What is Drospirenone?

Karize Uy

Drospirenone is a synthetic female hormone called progestin, which mimics the natural hormone progestogen. It is used most often as a medication to increase the production of hormones, especially in females. This medication is often taken orally and can only be purchased with a physician’s description.

Drospirenone may be prescribed to alleviate symptoms of menopause, like hot flashes.
Drospirenone may be prescribed to alleviate symptoms of menopause, like hot flashes.

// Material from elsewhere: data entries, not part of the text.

PR #9967, opened 2016-09-26
Doc update. Add reasoning behind PopupWidget removal.

FermiParadox:
Short explanation of [why it was removed](https://gitter.im/jupyter/jupyter?at=57e7075c7270539a6d843a4e).


willingc:
Thanks @user5061 for the update on the widget.

cc @SylvainCorlay for review

Carreau:
Inline Sylvain Response on gitter (which might not be permanent)

> Sylvain Corlay `@SylvainCorlay` Sep 24 16:08
> Popup widget was removed indeed. We are moving away from bootstrapjs widgets. For the good cause
bootstrap is a bad citizen of the browser. creates global variable etc..
With jupyterlab richer layouts should be enabled.


Thanks !

willingc:
Thanks @Carreau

One way to use drospirenone is as menopause medication. During the menopausal stage, there is a decrease of estrogen production—another female hormone—in a woman’s ovaries. Such fluctuation can make a woman experience many symptoms such as dizziness, hot flashes, sweatiness, and chills. Taking drospirenone helps lessen these symptoms by replacing the lost estrogen with progestin. This menopausal medication is also often accompanied by estradiol, a sex hormone predominant in females.

Studies also show that drospirenone, along with estrogen, is one of the most successful ingredients of oral contraception. This medication can restore a woman’s menstrual cycle, sometimes with an initial period of irregular bleeding. Women who have irregular menstrual cycles that skip a few months may also benefit from taking this medication. Teenagers who suffer from acne can improve their complexion with this medication, though they have to check with their dermatologists if the cause is hormonal imbalance.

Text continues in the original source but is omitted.